Activity ::
In the records below, find the lines that include "asRight" and copy each.

Saved entries:

***

PR #1165, opened 2019-10-26
SEQNG-1102 Collected all references to EPICS classes in one place.

jluhrs:
The EPICS initialization code is one of the first pieces put together when we were younger and naiver. This PR makes a big overhaul of it. Now references to EPICS objects are in one place, and initialization was made automatic.
I had to "untaglessy" some functions in `SeqTranslate` to make it compile, but the final goal is to make `SeqTranslate` tagless, and this will make it easier.


modules/seqexec/server/src/main/scala/seqexec/server/SeqTranslate.scala
```diff
@@ -365,75 +360,63 @@ class SeqTranslate(site: Site, systems: Systems[IO], settings: TranslateSettings
...
-        GsaoiHeader.header[IO](sys, tcsKReader, gsaoiReader).asRight
+        GsaoiHeader.header[IO](sys, systems.tcsKeywordReader, systems.gsaoiKeywordReader).asRight
       case _                 =>
         TrySeq.fail(Unexpected(s"Instrument ${sys.resource} not supported."))
     }
   }
 
-  private def commonHeaders[F[_]: Sync](epics: => TcsEpics[F], config: CleanConfig, tcsSubsystems: List[TcsController.Subsystem],
-                            inst: InstrumentSystem[F])(ctx: HeaderExtraData): Header[F] =
+  private def commonHeaders(config: CleanConfig, tcsSubsystems: List[TcsController.Subsystem],
```
cquiroz: Why are we going back to `IO`?

modules/seqexec/server/src/main/scala/seqexec/server/Systems.scala
```diff
@@ -43,135 +47,286 @@ final case class Systems[F[_]](
   nifs:       NifsController[F],
   altair:     AltairController[F],
   gems:       GemsController[F],
-  guideDb:    GuideConfigDb[F]
+  guideDb:    GuideConfigDb[F],
```
cquiroz: Mixed alignment?

modules/seqexec/server/src/main/scala/seqexec/server/Systems.scala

***

Solution below ::
-        GsaoiHeader.header[IO](sys, tcsKReader, gsaoiReader).asRight
+        GsaoiHeader.header[IO](sys, systems.tcsKeywordReader, systems.gsaoiKeywordReader).asRight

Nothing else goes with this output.